Stored data entries
((

PR #5275, opened 2023-09-19
Make storage of country and state consistent for Apple/Google Pay payments

i-hardy:

This switches over the storage of country and state information for Apple and Google Pay payments from a separate section in the payment method reducer to using the address reducer that's used when a user fills out this information manually.

[**Trello Card**](https://trello.com/c/ChpoH4Qd)

## Why are you doing this?

This should help to address an issue where client-side validation is not correctly catching issues with a user's address information obtained from the payment request button interface. Using the address reducer means our existing validation for a user's country and state will run and should prevent form submission if there are any issues.

### DIFF
--- a/support-frontend/assets/components/paymentRequestButton/hooks/payerDetails.ts
+++ b/support-frontend/assets/components/paymentRequestButton/hooks/payerDetails.ts
@@ -3,6 +3,7 @@ import type {
 	PaymentRequestPaymentMethodEvent,
 } from '@stripe/stripe-js';
 import {
+	detect as detectCountry,
 	findIsoCountry,
 	stateProvinceFromString,
 } from 'helpers/internationalisation/country';
@@ -80,4 +81,8 @@ export function addPayerDetailsToRedux(
 
 export function resetPayerDetails(dispatch: ContributionsDispatch): void {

))

When a line of the records holds the word "support", copy that line.

§ Response to this task
--- a/support-frontend/assets/components/paymentRequestButton/hooks/payerDetails.ts
+++ b/support-frontend/assets/components/paymentRequestButton/hooks/payerDetails.ts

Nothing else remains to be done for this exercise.